The North Carolina GOP, fresh off its victories in the last election giving it the governor's mansion and a supermajority in both houses, is proposing a bill that would tax the parents if their college student child registers to vote at their college campus instead of in their hometown.
In 2008, Barack Obama made his last campaign stop in North Carolina, rightly judging that a strong college student turnout would put him over the top in that state. He stopped at the University of North Carolina/Charlotte, where 25,000 people attended his speech. Obama won North Carolina that year by 14,000 votes in an election in which the youth turned out in much heavier numbers than they did in previous elections. It also gave North Carolina a Democratic governor.

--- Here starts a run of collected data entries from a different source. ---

PR #802, opened 2018-07-03
chore: update deps and test on CI

diasdavid:


diasdavid:
Oh I see, missed that #785 hasn't been merged yet.

PR #804, opened 2018-07-04
fix(files): ensure CID in `cat()` command is only cleaned when input …

### LINKED ISSUE #799: Error: multihash too short. must be > 3 bytes.
If you submit a request to get a file using ipfs.files.cat, and you have a hash that is greater than 3 bytes, you still get the error message: "Error: multihash too short. must be > 3 bytes."

For example:

`ipfs.files.cat(/ipfs/QmUzdHisA7ouM8DM5rVAKursVK7t7tKeqDYGvmaCdJw5jEeesdlfjsldkfjsldkfjsdlkfjskldfj` will return that error message

PascalPrecht:
…is valid

Fixes #799

License: MIT
Signed-off-by: Pascal Precht pascal.precht@gmail.com


PascalPrecht:
@alanshaw maybe you can leave a quick comment on https://github.com/ipfs/js-ipfs-api/issues/799#issuecomment-402466066

I'll put this PR is shape right away then :)

src/files/cat.js
```diff
@@ -13,7 +18,9 @@ module.exports = (send) => {
     }
 
     try {
-      hash = cleanCID(hash)
+      if (checkValidInput(hash)) {
+        hash = cleanCID(hash)
+      }
```
alanshaw: I think you're right, we should delegate the parameter checking to the IPFS node we're calling so not to duplicate the logic and have to keep two sets of the same code in sync. We just need to serialize valid inputs that aren't already serialized. Could we simply do something like this?:

```js
try {
  hash = typeof hash === 'string' ? hash : cleanCID(hash)
} catch (err) {
  return callback(err)
}
```

PascalPrecht: Sure that could work I'll update the and also look into if and how this can be tested.

PascalPrecht:
@alanshaw this is now updated. A test for verification can be found here https://github.com/ipfs/interface-ipfs-core/pull/330

PR #806, opened 2018-07-04
chore: use data-encoding arg to ensure data is not corrupted

achingbrain:
Requires ipfs/js-ipfs#1420 to be merged in order to allow the test in ipfs/interface-ipfs-core#302 to pass.

### DIFF
--- a/src/object/get.js
+++ b/src/object/get.js
@@ -41,11 +41,16 @@ module.exports = (send) => {
 
     send({
       path: 'object/get',
-      args: cidB58Str
+      args: cidB58Str,
+      qs: {
+        'data-encoding': 'base64'
+      }
     }, (err, result) => {
       if (err) {
         return callback(err)
       }
+
+      result.Data = Buffer.from(result.Data, 'base64')
 
       const links = result.Links.map((l) => {
         return new DAGLink(l.Name, l.Size, Buffer.from(bs58.decode(l.Hash)))


alanshaw:
Do you mean https://github.com/ipfs/js-ipfs/pull/1420 not https://github.com/ipfs/js-ipfs/pull/420 ?

achingbrain:
Yes, have updated the description.

diasdavid:
@achingbrain please rebase master onto this branch to get that CI green :)

achingbrain:
This requires go-ipfs 0.4.17 to be released first - not much point merging this until then.

achingbrain:
go-ipfs 0.4.17 has been released, should probably get this in so we can merge ipfs/js-ipfs#1420 and ipfs/interop#25.  Needs ipfs/interface-ipfs-core#342 merging first it seems.

achingbrain:
@alanshaw CI is green, can it be merged?

achingbrain:
Yes, it requires go 0.4.17.

achingbrain:
Will this stop this from being merged?

diasdavid:
0.4.17 has been released

alanshaw:
@achingbrain would you mind adding a BREAKING CHANGE message to the commit? Also, do you think it's more appropriate to prefix with "fix:" than "chore:"?

This change will mean that the API will only work with go-ipfs 0.4.17 and above and we need to make sure there's no confusion around that when it's released.

achingbrain:
Done, just trying to get Jenkins to pass.

achingbrain:
Hmm, [this new test](https://github.com/ipfs/js-ipfs-api/blob/ff7c7e569ce0749f76bd282b5d16edadbc7e2201/test/dag.spec.js#L73-L81) is failing, but only on Windows and only some of the time.  Any ideas?

achingbrain:
It times out so the repo might be missing the DAG node it's trying to get?  It's not clear to me where that node would come from so I've added it to the repo in the test.

achingbrain:
...aaaand one of the Jenkins workers is out of disk space.

src/object/get.js
```diff
@@ -41,12 +41,17 @@ module.exports = (send) => {
 
     send({
       path: 'object/get',
-      args: cidB58Str
+      args: cidB58Str,
+      qs: {
+        'data-encoding': 'base64'
```
lidel: @alanshaw  quick question: what values are allowed here? 
Ones from https://github.com/multiformats/multibase/blob/master/multibase.csv ?

achingbrain: At the moment `go-ipfs` [supports `text` and `base64`](https://github.com/ipfs/go-ipfs/blob/master/core/commands/object/object.go#L568-L579).

Go's `text` is the default (e.g. raw bytes), though `go-ipfs` doesn't escape the characters so it's http api can produce strings that are invalid in JSON and hard to replicate in JavaScript so `base64` is safer.

Once ipfs/js-ipfs#1420 is in, `js-ipfs` will support whatever [Buffer.toString([encoding[, start[, end]]])](https://nodejs.org/api/buffer.html#buffer_buf_tostring_encoding_start_end) does.

If we want to add all of the different encodings from that csv it should be pretty straightforward once both implementations support the `data-encoding` argument.

lidel: Thanks @achingbrain!

This PR reminded me of [yEnc](https://en.wikipedia.org/wiki/YEnc) from Usenet days, so I was just looking at efficiency column [in encoding standards comparison](https://en.wikipedia.org/wiki/Binary-to-text_encoding#Encoding_standards) and things like [Ascii85](https://en.wikipedia.org/wiki/Ascii85) (used in PDFs and git patch) looked interesting (due to moderate adoption and smaller overhead, eg.  25% instead of 33%).

..but then i remembered that HTTP API is often gzipped which means any gains introduced by more exotic encoding than Base64 go away.

For example: [base-64 seems to compress better than base-122](http://blog.kevinalbs.com/base122#experimental_results) :upside_down_face:

PR #810, opened 2018-07-13
fix: add missing debug dependency

### LINKED ISSUE #809: Error: Cannot find module 'debug'
'debug' package is used at ipfs-api/src/utils/send-request.js:12:13, but is not listed as a dependency.

alanshaw:
fixes #809


diasdavid:
@alanshaw can you rebase master onto this branch so that we keep the good practice of merging only green PRs?

PR #813, opened 2018-07-16
fix: increase name after timeout

alanshaw:
Seeing this timeout on multiple environments and Node.js versions so have given it an extra 5s.

Also increases the `browserNoActivityTimeout` to give the `dht.query` test time to [fail but pass anyway](https://github.com/ipfs/interface-ipfs-core/blob/87a8f96b74987ab6d477dc73a91d9f32ff066267/js/src/dht/query.js#L46-L52) - previously the `browserNoActivityTimeout` wasn't taking into account the extra 60s allocated to the before hook, so I just added it here.

### DIFF
--- a/.aegir.js
+++ b/.aegir.js
@@ -17,7 +17,7 @@ module.exports = {
       served: true,
       included: false
     }],
-    browserNoActivityTimeout: 150 * 1000,
+    browserNoActivityTimeout: 210 * 1000,
     singleRun: true
   },
   hooks: {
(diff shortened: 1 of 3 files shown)


alanshaw:
Sorry @diasdavid jenkins seems to be running these tests again...they passed here before I submitted the PR https://ci.ipfs.team/blue/organizations/jenkins/IPFS%2Fjs-ipfs-api/detail/fix%2Fincrease-name-after-timeout/2/pipeline - hopefully they'll pass again!

diasdavid:
go-ipfs PubSub still doesn't love us:

image

alanshaw:
I'm hoping it does now with the upgrade to `interface-ipfs-core`

Issue #790, opened 2018-06-21
dag.tree() is missing :(


mikeal:
Didn't see an issue tracking this yet. It's in the docs but isn't actually implemented yet.

PR #819, opened 2018-07-24
[WIP] add missing dag.tree()

pin3da:
Hi!

I was trying to solve #790 but I decided to stop here because I'm not sure if this is the right path and I decide to ask you what to do next.

Initially, I searched in the [HTTP-API](https://ipfs.io/docs/api/#apiv0dagget) for an endpoint "/dag/tree", but I did not find it. I also ran the go daemon and made some tests but it seems that the endpoint is not there yet. According to the [documentation](https://github.com/ipfs/interface-ipfs-core/blob/master/SPEC/DAG.md) the method `dag.tree` is only implemented in js-ipfs.

After that, I decided to write some code that is able to get the paths (no recursion yet) in order to get some exposure to the ipfs ecosystem and try to understand some of its components. I also added some tests for that.

Should I continue in this direction and add the logic for the recursive following of the links or the solution is finishing the HTTP-API?

Thank you! (:

### DIFF
--- a/src/dag/tree.js
+++ b/src/dag/tree.js
@@ -1,0 +1,37 @@
+'use strict'
+const promisify = require('promisify-es6')
+const block = require('../block')
+
+const DAGFormats = {
+  'dag-cbor': require('ipld-dag-cbor'),
+  'dag-pb': require('ipld-dag-pb')
+}
+
+module.exports = (send) => {
+  return promisify((cid, path, options, callback) => {
+    if (typeof path === 'function') {
+      callback = path
+      path = undefined
+    }
+
+    if (typeof options === 'function') {
+      callback = options
+      options = {}
+    }
+
+    options = options || {}
+    path = path || ''
+
+    // FIXME: handle case when options.recursive is true
+    block(send).get(cid, options, (err, ipfsBlock) => {
+      if (err) return callback(err, null)
+
+      let codec = ipfsBlock.cid.codec
+      if (codec in DAGFormats) {
+        DAGFormats[codec].resolver.tree(ipfsBlock.data, callback)
+      } else {
+        callback(new Error(`codec ${codec} is not valid`), null)
+      }
+    })
+  })
+}
--- a/test/dag.spec.js
+++ b/test/dag.spec.js
@@ -1,0 +1,77 @@
+/* eslint-env mocha */
+'use strict'
+
+const chai = require('chai')
+const dirtyChai = require('dirty-chai')
+const expect = chai.expect
+chai.use(dirtyChai)
+
+const IPFSApi = require('../src')
+const f = require('./utils/factory')
+
+describe('.dag', function () {
+  this.timeout(50 * 1000) // slow CI
+
+  let ipfs
+  let ipfsd
+
+  const obj = {
+    a: 1,
+    b: [1, 2, 3],
+    c: {
+      ca: [5, 6, 7],
+      cb: 'foo'
+    }
+  }
+
+  before((done) => {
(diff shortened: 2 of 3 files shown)


src/dag/tree.js
```diff
@@ -0,0 +1,37 @@
...
+    }
+
+    options = options || {}
+    path = path || ''
+
+    // FIXME: handle case when options.recursive is true
+    block(send).get(cid, options, (err, ipfsBlock) => {
+      if (err) return callback(err, null)
+
+      let codec = ipfsBlock.cid.codec
```
vmx: Nit-pick: This could be a `const`.

test/dag.spec.js
```diff
@@ -0,0 +1,77 @@
...
+const chai = require('chai')
+const dirtyChai = require('dirty-chai')
+const expect = chai.expect
+chai.use(dirtyChai)
+
+const IPFSApi = require('../src')
+const f = require('./utils/factory')
+
+describe('.dag', function () {
+  this.timeout(50 * 1000) // slow CI
```
vmx: I guess that was copy&pasted. Generally try to stick to the default timeouts and see if they are long enough,

test/dag.spec.js
```diff
@@ -0,0 +1,77 @@
...
+      expect(err).to.not.exist()
+      ipfs.dag.tree(cid, {}, (err, paths) => {
+        expect(err).to.not.exist()
+        expect(paths).deep.equal(expectedPaths)
+        done()
+      })
+    })
+  })
+
+  it('.dag.put', (done) => {
```
vmx: Looks like a left-over from copy&pasting. Please remove it if that's the case.

test/dag.spec.js
```diff
@@ -0,0 +1,77 @@
...
+    let expectedCidStr = 'zdpuArMWc9Ee3B7zUDucRjvA1bDgYpWt8rpUXXjY3tbmBw619'
+    ipfs.dag.put(obj, (err, cid) => {
+      expect(err).to.not.exist()
+      let cidStr = cid.toBaseEncodedString()
+      expect(cidStr).to.be.equal(expectedCidStr)
+      done()
+    })
+  })
+
+  it('.dag.get', (done) => {
```
vmx: Looks like a left-over from copy&pasting. Please remove it if that's the case.

src/dag/tree.js
```diff
@@ -0,0 +1,37 @@
...
+      callback = options
+      options = {}
+    }
+
+    options = options || {}
+    path = path || ''
+
+    // FIXME: handle case when options.recursive is true
+    block(send).get(cid, options, (err, ipfsBlock) => {
+      if (err) return callback(err, null)
```
vmx: In the error callbacks, the return value is normally `undefined` and not `null`. So this would then just be `return callback(err)`.

test/dag.spec.js
pin3da: I tried with the default timeout but it was not enough.

test/dag.spec.js
pin3da: I did not know how to name this test. I looked into `log.spec.js` and `repo.spec.js` and tried to follow the convention there.

vmx: I was just wondering as this test doesn't have a call to `tree()`.

test/dag.spec.js
vmx: See the comment above.

vmx:
Please have a look at the failures of the continuous integration. The code coverage decreased. It gives some indication on which test cases should be added.

PR #823, opened 2018-08-01
feat: expose mfs files.read*Stream methods

achingbrain:
See ipfs/interface-ipfs-core#341 for the supporting tests.


alanshaw:
Tests all pass locally - just waiting on CI

PR #825, opened 2018-08-03
fix: config get

### LINKED ISSUE #822: ipfs.config.get() returns different value types
If the API is connected to a Go node, calling `ipfs.config.get()` returns a `Uint8Array`.

If the API is connected to a JS node, calling `ipfs.config.get()` returns, well, an object with the config.

Interface IPFS Core says "[the result] is a JSON object containing the configuration of the IPFS node" which is also confusing to me.

Should we normalize it to a simple object everywhere?

hacdias:
Fixes config.get by always returning an object and never a buffer. It can be a possible breaking change for those using js-ipfs-api with go-ipfs, but not with js-ipfs.

Fixes https://github.com/ipfs/js-ipfs-api/issues/822.

### DIFF
--- a/package.json
+++ b/package.json
@@ -80,7 +80,7 @@
     "eslint-plugin-react": "^7.10.0",
     "go-ipfs-dep": "~0.4.17",
     "gulp": "^3.9.1",
-    "interface-ipfs-core": "~0.73.0",
+    "interface-ipfs-core": "~0.75.0",
     "ipfsd-ctl": "~0.39.0",
     "pull-stream": "^3.6.8",
     "socket.io": "^2.1.1",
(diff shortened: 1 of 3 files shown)


hacdias:
@diasdavid @alanshaw what do you think? 😄

hacdias:
[What interface says](https://github.com/ipfs/interface-ipfs-core/blob/master/SPEC/CONFIG.md#configget).

daviddias (changes requested):
Needs tests to make sure this doesn't break again.

hacdias:
@diasdavid

alanshaw (approved):

PR #794, opened 2018-06-26
feat: added resolve command

jbenet:
- js-ipfs-api is lacking the `ipfs resolve` command.
- it is also lacking in the ipfs/specs/core-api docs.
- but `ipfs resolve` has been an intended command for a long time

PR #826, opened 2018-08-06
feat: add resolve cmd

alanshaw:
Just being super careful not to accidentally remove the commit in https://github.com/ipfs/js-ipfs-api/pull/794


alanshaw:
commitlint expected to fail - everything else looking 💯

PR #827, opened 2018-08-08
wrong path

x5engine:


alanshaw:
Are you sure this is right @meteorplus?

Looks like this bundle is accessible at the path already specified here: https://github.com/ipfs/js-ipfs-api/blob/master/examples/bundle-webpack/webpack.config.js#L16

PR #463, opened 2024-03-01
feat: return uuid together with attachment stream

Flemmli97:
**What this PR does** 📖

Returns a uuid for a message with attachment together with the upload stream


dariusc93 (commented):
on line 2559 in `store/message.rs`, we should have this return back to returning `()` dont you think?

dariusc93 (approved):

PR #466, opened 2024-03-06
chore: Remove disconnect b/w Conversation* type-specific fields

zeenix:
**What this PR does** 📖

This PR remove the ConversationType fields in 2 structs and add getters that infer the type from the settings field. This way, it eliminates the disconnect between them and ensures that the type is never inconsistent with the settings.


dariusc93 (approved):
Not to happy about the removal of the conversation_type field since it does break the conversation representation when serialized. Furthermore, im not to sure on the use of `ConversationSettings` as the representation for `ConversationType` as `ConversationSettings` could possibly change in the future (eg to be more permission based for group conversations, etc)

PR #474, opened 2024-03-14
chore: Use a single lock in constellation index

dariusc93:
**What this PR does** 📖
- Reduce allocations in `File` and `Directory` by moving fields into a separate struct and wrap that struct using a single `Arc<RwLock<T>>` in its respected struct. 

**Additional comments** 🎤


dariusc93:
This will be redone in a future PR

However, the North Carolina GOP took back over in 2012. Now, they are proposing a bill that would curb college students from voting. In 1979, the courts ruled that students had the right to register to vote at their college campus. However, lawmakers are working around it by assessing a tax penalty for parents whose students register to vote at the college campus. This is sponsored by five GOP senators, including one from the leadership. This is a move that Rachel Maddow calls, "Amazeballs."
Not only would they do away with college students voting, they would limit early voting to one location per county and stop same-day registrations, both of which are used much more by Democrats than Republicans. Maddow notes that this was also tried in Indiana, but that it failed after a public outcry.
First of all, there is the obvious Constitutional problem of the 24th Amendment:
The right of citizens of the United States to vote in any primary or
other election for President or Vice President, for electors for
President or Vice President, or for Senator or Representative in
Congress, shall not be denied or abridged by the United States or any
state by reason of failure to pay any poll tax or other tax.
And secondly of all, there is the obvious question of what would happen if out of state parents whose children went to North Carolina were to register to vote there. Would someone in Missouri, say, have to pay taxes to North Carolina if their child were to register to vote there? And what would happen if a child doesn't have parents?
I guess that we have finally found a tax that certain Republicans like.